WORK TO COMPLETE: Copy every line from the records below that carries the word "cannot".

SOURCE DATA:
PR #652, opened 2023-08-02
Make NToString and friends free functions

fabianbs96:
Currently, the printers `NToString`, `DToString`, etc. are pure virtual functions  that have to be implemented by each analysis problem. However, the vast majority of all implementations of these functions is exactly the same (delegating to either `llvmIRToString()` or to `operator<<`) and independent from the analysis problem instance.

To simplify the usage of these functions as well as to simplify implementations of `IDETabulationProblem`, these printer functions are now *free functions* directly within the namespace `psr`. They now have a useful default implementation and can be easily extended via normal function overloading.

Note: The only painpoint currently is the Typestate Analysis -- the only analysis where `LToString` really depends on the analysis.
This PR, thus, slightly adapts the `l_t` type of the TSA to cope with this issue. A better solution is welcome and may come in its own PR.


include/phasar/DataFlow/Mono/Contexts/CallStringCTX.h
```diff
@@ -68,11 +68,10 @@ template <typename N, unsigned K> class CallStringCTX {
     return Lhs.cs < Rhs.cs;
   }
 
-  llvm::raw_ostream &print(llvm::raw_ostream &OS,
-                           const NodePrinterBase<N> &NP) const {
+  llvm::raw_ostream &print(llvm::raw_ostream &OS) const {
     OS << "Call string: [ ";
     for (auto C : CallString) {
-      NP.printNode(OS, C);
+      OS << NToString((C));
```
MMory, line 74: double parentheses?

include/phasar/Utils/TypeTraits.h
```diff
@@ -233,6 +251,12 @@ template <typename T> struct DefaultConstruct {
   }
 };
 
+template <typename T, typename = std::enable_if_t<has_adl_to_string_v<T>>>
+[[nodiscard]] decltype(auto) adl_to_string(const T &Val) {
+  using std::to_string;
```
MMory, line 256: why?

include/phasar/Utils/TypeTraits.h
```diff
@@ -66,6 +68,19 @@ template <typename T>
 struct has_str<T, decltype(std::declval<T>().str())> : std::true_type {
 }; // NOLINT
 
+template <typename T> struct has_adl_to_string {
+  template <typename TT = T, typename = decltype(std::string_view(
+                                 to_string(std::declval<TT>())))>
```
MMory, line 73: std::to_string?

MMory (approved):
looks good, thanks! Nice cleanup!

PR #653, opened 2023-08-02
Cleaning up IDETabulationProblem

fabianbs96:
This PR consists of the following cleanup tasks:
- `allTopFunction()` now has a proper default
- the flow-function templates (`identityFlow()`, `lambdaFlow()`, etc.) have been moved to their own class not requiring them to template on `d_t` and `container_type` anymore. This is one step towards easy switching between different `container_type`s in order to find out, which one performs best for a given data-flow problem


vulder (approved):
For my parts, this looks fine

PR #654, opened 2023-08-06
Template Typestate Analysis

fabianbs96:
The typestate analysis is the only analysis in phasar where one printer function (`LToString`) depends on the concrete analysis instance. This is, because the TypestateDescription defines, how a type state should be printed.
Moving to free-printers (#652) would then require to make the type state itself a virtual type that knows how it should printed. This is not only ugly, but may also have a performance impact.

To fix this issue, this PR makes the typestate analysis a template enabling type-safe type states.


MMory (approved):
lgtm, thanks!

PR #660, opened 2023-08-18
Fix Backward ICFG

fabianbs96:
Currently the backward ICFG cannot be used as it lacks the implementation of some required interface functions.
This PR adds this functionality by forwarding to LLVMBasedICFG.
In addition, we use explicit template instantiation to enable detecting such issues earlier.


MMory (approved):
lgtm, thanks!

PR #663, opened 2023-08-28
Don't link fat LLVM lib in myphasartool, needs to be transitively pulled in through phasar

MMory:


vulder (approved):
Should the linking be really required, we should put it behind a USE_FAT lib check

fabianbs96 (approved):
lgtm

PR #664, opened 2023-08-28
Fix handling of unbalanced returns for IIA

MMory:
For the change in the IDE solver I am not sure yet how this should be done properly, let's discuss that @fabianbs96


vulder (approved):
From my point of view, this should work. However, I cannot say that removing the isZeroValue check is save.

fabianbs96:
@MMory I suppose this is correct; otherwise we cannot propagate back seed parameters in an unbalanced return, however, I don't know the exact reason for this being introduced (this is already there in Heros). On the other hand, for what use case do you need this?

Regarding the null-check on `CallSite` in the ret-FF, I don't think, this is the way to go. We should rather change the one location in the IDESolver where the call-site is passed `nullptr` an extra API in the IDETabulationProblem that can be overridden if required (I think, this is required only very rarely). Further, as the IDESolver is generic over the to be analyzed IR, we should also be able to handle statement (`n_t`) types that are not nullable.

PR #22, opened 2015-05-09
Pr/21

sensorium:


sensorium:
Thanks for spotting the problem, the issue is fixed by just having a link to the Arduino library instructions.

ANSWER SECTION:
Currently the backward ICFG cannot be used as it lacks the implementation of some required interface functions.
From my point of view, this should work. However, I cannot say that removing the isZeroValue check is save.
@MMory I suppose this is correct; otherwise we cannot propagate back seed parameters in an unbalanced return, however, I don't know the exact reason for this being introduced (this is already there in Heros). On the other hand, for what use case do you need this?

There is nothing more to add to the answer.